Several weeks after I got the "need space" talk, and after 3 weeks of separation, W says she wants a D. She's done, feels trapped, says she doesn't feel the same way about me, says ILYBIANILWY, says we NEVER had any good times together, etc. 

I will freely admit that i have not been emotionally "there" for her. I am in IC right now to work on those issues and I'm trying to focus on "working on me". Exercising, eating better, trying new hobbies. But it's hard when she throws the D wrench into the mix.

She wants me to actively participate in the D process, trying to convince me that it's something we should BOTH want. Should I do that if it's NOT something I want? I vowed to stay by her side for better or worse and I take my vows very seriously. I told her if she wants to file, she can go ahead and do it. I will not be a part of it. She says she doesn't want to be married to me anymore and I should not want to be with someone who doesn't want to be with them. 

In the very little contact we've had over the past few weeks, she tried to bait me into fights over little things. It's very subtle but i'm noticing it more. What is that all about?

I don't want a D and I still love her. I think deep down, she still loves me but is convincing herself that she doesn't love me. Help.


----------



## EleGirl (Dec 3, 2011)

I think that you don't understand the divorce process.

If she wants a divorce, the court will grant her one. You have no say in that.

But if you do not participate, then she files. You ignore the filing and the judge grants her everything she asked for. She could ask for 100% of your assets and 30%-50% of your income for life. If you have children.. full custody and child support too.

IF she files and you then finally wake up and get a clue, you both will spend 10's of thousands to get a divorce.

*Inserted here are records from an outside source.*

PR #134, opened 2023-01-11
Apply conflict rules in ChainGraph::apply_changeset

### LINKED ISSUE #132: chain graph changes should be error free
7440681e88850e438c9e4a938cce021e4714c3ea added an error case for the tx graph struct where it would return an error when a txout "conficts". This seems to mean an update contains a txout not attached a tx that doesn't agree with what was there before.

I don't think we should have this error case. It is more likely to create a security bug from the extra friction it creates than to solve one. Consider that if you already have the full tx and an update contains an erroneous output where as before it would have done the right thing by ignoring it, there is now an error case. If previously there was a dangling txout then we can just replace it with the new one. If the user does not like the ambiguity of these txouts then they can just

LLFourn:
commits:
1. Add test for bug I found where `ChainGraph` would be OK with the `TxGraph` only having txout for the chain transaction rather than a full transaction.
2. Removes error case from TxGraph's API. See #132 
3. Checks for conflicts in ChainGraph::apply_changeset

Note: we currently check for conflicts in the changeset with the chain graph's own state but not within the changeset itself which can lead to an inconsistent ChainGraph (conflicting txs).

Fixes #132

### DIFF
--- a/bdk_chain/src/chain_graph.rs
+++ b/bdk_chain/src/chain_graph.rs
@@ -4,6 +4,7 @@ use crate::{
     tx_graph::{self, TxGraph},
     BlockId, ForEachTxout, FullTxOut, TxHeight,
 };
+use alloc::{string::ToString, vec::Vec};
 use bitcoin::{OutPoint, Transaction, TxOut, Txid};
 use core::fmt::Debug;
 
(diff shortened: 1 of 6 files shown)


evanlinjin:
@LLFourn What was the conclusion of our talk this morning? Are we planning to include or exclude all errors, or have the ability to check `Additions` for any non-monotone changes?

As non-monotone behavior of `TxGraph` will result in non-monotonicity of structures such as `TxOutIndex` and `ChainGraph` (that depend on `TxGraph`).

LLFourn:
@evanlinjin Since we model the blockchain data source as always giving correct info in general I think we should just not have error cases when the blockchain contradicts itself for now. I think the right way to solve this for users who want guarantees that this can't happen is to use full transactions only.

evanlinjin (approved):
ACK 37ae14b874240ab7b09038ebe74351561ac68bf2

LLFourn:
In the end @evanlinjin and I decided to remove this conflict resolution stuff in apply changeset and follow the approach that "apply changeset" is only safe if you got the changeset from the creation method itself. This keeps this simpler for now.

If the two of you work out an agreement you might have some thing left after the divorce.


----------



## EleGirl (Dec 3, 2011)

How long have you not been emotionally there for her and only working on yourself?


----------



## ScrambledEggs (Jan 14, 2014)

You are better off working with her than trying to drag your feet. 

Being needy and immature about the divorce process will not win her heart back. Probably nothing will, but that will just make it prolonged and painful. Get your head together and get on with life. 

You need to take care of yourself and part of that is moving on. If she won't agree to try there is nothing you can do to change her mind and begging will just make her want to flee faster.


----------



## andyhenson2014 (May 11, 2014)

EleGirl said:


> How long have you not been emotionally there for her and only working on yourself?


According to her, for at least a year. I've been working on myself since the "i need space" talk because frankly, I needed work. I realize I have faults and I'm working on those, but I feel it may be too late and she's already crafted an exit plan. So confused.


----------



## ScrambledEggs (Jan 14, 2014)

Are you sure she does not have a boyfriend?


----------



## honcho (Oct 5, 2013)

You can fight or decline to participate all you want, you will never be able to stop it. Based on some of your other posts it appears that you haven’t been married long and you suspect she is having some sort of affair.

You don’t have to agree with the divorce but working together to figure out the business and division for divorce would be your best bet especially since she is willing. Financially based on only 3 years of marriage and no children it shouldnt be that hard to get an agreement in place. 

The more you try to convince her to work on the marriage the more she will convince herself its what she wants and resent will build up in her. Until she is willing to deal with any issues of the marriage you don’t have much of a choice. Your the focal point to all her problems right now in her head. Get yourself out of the equation so she has to face life without you. Cut your losses now and heal yourself and it sounds harsh but its your best long term plan


----------



## LongWalk (Apr 4, 2013)

Check the cell phone records.

Do the 180. Speed up the D. Give her what she wants.

Right now she is dumping you. Turn it around. When you dump her, she will have to face a new emotional reality. If she does love you, it may trigger her to reconsider.

Dragging out the divorce will only may you look needy. Needy = unattractive


----------



## WatchmansMoon (Mar 6, 2013)

I was sort of questioning if she's been faithful to you. It seems that she'd be going a little slower in this process otherwise, but IDK. I do hope you can get her to change her mind and try to reconcile. You're doing all the right things in getting counseling for yourself. If she doesn't, it would seem that a judge would look favorably on all that you've done to reconcile, and not so favorably on her and how she's acted in this process. I'm with you regarding marriage vows ~ for better, for worse, you're committed to work things out and get stronger, not just give up. Is she willing to get counseling herself? If not, that's yet another evidence to the judge that you've done all you could. I'm sorry you're going through this. Hugs to you! 

~ Seek the Light ~


----------